Ataxic syndromes include several rare, inherited and acquired conditions. One of the main issues is the absence of specific, and sensitive automatic evaluation tools and digital outcome measures to obtain a continuous monitoring of subjects' motor ability.
This study aims to test the usability of the Kinect system for assessing ataxia severity, exploring the potentiality of clustering algorithms and validating this system with a standard motion capture system.
Gait evaluation was performed by standardized gait analysis and by Kinect v2 during the same day in a cohort of young patient (mean age of 13.8±7.2). We analyzed the gait spatio-temporal parameters and we looked at the differences between the two systems through correlation and agreement tests. As well, we tested for possible correlations with the SARA scale as well. Finally, standard classification algorithm and principal components analysis were used to discern disease severity and groups.
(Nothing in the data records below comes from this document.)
Issue #2234, opened 2024-08-08
Enhancement: Arrow Acceleration Beta Hardening


y-f-u:
## Goal-State/What/Result

Through Spice, be able to accelerate up to 20GB of data into in-memory Arrow

## Why/Purpose

To ensure that the arrow acceleration engine meets the beta hardening criteria for acceleration engines.

## By When

**Issue/Spec written and reviewed:** August 8th, 2024
**Done-Done:** August 12th, 2024

## Done-Done

- [x] [First Principles Driven](https://github.com/spiceai/spiceai/blob/trunk/docs/PRINCIPLES.md)
- [x] The Algorithm
- [x] PM/Design Review
- [x] UX Review
- [x] Threat Model / Security Review
- [x] Tests
- [x] Documentation
- [x] Samples/Quickstarts/Tutorials
- [x] Release Notes

## The Algorithm

- [x] Every requirement questioned?
- [x] Delete (Scope) any part you can.
- [x] Simplify.
- [x] Break down into smaller iterations/milestones.
- [x] Opportunities for automation.

## Spec

Basic specification of the enhancement.

### Feature set complete
- [x] ~~Streaming when accelerating/loading~~
- [x] ~~Index~~
- [x] ~~On conflict behaviors - Drop/Upsert~~
- [x] ~~Common/core arrow data type supports: Null, all Int types, all Float types, Time32, Time64, Timestamp (with/without TZ), Date32, Date64, Duration, Interval, Binary/LargeBinary/FixedSizeBinary, Utf8/LargeUtf8, List/FixedSizeList/LargeList, Struct, Decimal128/Decimal256~~
- [x] No known major bugs/issues

### Test Coverage
- [x] End-to-end test to cover accelerating TPCH-SF1 data from S3 and benchmarking TPCH queries (official and simple).
- [x] ~~Integration tests to cover accelerating data from S3 parquet, MySQL, Postgres with arrow types: Null, all Int types, all Float types, Time32, Time64, Timestamp (with/without TZ), Date32, Date64, Duration, Interval, Binary/LargeBinary/FixedSizeBinary, Utf8/LargeUtf8, List/FixedSizeList/LargeList, Struct, Decimal128/Decimal256~~
- [x] ~~Integration tests to cover "On Conflict" behaviors.~~
- [x] A reproducible test script that can load a variety of datasets into accelerators in both file/memory mode.
    - [x] Script can load TPCH-SF10
    - [x] Script can load TPCDS-SF10
[...]

PR #2262, opened 2024-08-12
run queries bash script

y-f-u:
## 🗣 Description

Add couple script to setup spicepod with tpch/tpcds datasets, also add a script to run queries on the datasets.

## 🔨 Related Issues

part of #2234

### DIFF
--- a/test/scripts/run-queries.bash
+++ b/test/scripts/run-queries.bash
@@ -1,0 +1,45 @@
+#!/bin/bash
+set -e
+
+clean_up () {
+    ARG=$?
+		rm runqueries.tmp.txt
+    exit $ARG
+}
+
+if [ -z "$1" ]; then
+		echo "No query folder provided. Aborting."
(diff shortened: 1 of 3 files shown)


peasee:
This seems like it duplicates some work from [https://github.com/spiceai/spiceai/blob/trunk/test/tpch/Readme.md#run-tcp-h-queries](https://github.com/spiceai/spiceai/blob/trunk/test/tpch/Readme.md#run-tcp-h-queries). Should we merge these scripts with those from that existing `Makefile`?

y-f-u:
> This seems like it duplicates some work from https://github.com/spiceai/spiceai/blob/trunk/test/tpch/Readme.md#run-tcp-h-queries. Should we merge these scripts with those from that existing `Makefile`?

yes, let's merge these scripts then update the readme separately

peasee (approved):

PR #2263, opened 2024-08-12
Add primary keys to response of `DocumentSimilarityTool`

Jeadie:
## 🗣 Description
- For the `DocumentSimilarityTool`, this pull request adds primary keys to the response.
- This is in an attempt to improve the ability for tool using models to reference where/how they got their data from.

### DIFF
--- a/crates/runtime/src/embeddings/vector_search.rs
+++ b/crates/runtime/src/embeddings/vector_search.rs
@@ -20,8 +20,10 @@ use app::App;
 use arrow::array::{RecordBatch, StringArray};
 use arrow::error::ArrowError;
 use async_openai::types::EmbeddingInput;
+use datafusion::common::utils::quote_identifier;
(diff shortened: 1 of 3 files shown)


crates/runtime/src/embeddings/vector_search.rs
```diff
@@ -110,10 +112,19 @@ impl VectorSearch {
         embedding_column: &str,
         n: usize,
     ) -> Result<(Vec<std::string::String>, Vec<arrow::array::RecordBatch>)> {
+        // Need to handle quoting projection columns manually (when needed).
```
Jeadie, line 115: Bug occurs when there are primary keys that would have needed quoting. 
For example 
```sql
SELECT cveId, description_embedding FROM...
```

Needs to be 
```sql
SELECT "cveId", desciption_embedding FROM...
```

phillipleblanc (approved):

PR #2281, opened 2024-08-13
Use UTC time instead of machine time in recording benchmark test results

Sevenannn:
## 🗣 Description

Use UTC time instead of machine time in benchmark test results. This will standardize the time zone to be UTC in query results, and avoid confusion in time caused by runner's time zone shift


Sevenannn:
Closed as not needed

We found biases and linear relationships between all the parameters. Significant correlations emerged between the SARA and the Speed, the Stride Length and the Step Length. PCA results, highlighting that a machine learning approach combined with Kinect-based evaluation shows great potential to automatically assess disease severity and diagnosis.
The spatio-temporal parameters measured by Kinect cannot be used interchangeably with those parameters acquired with standard motion capture system in clinical practice but can still provide fundamental information. Specifically, these results might bring to the development of a novel system to perform easy and quick evaluation of gait in young patients with ataxia, useful for patients stratification in terms of clinical severity and diagnosis.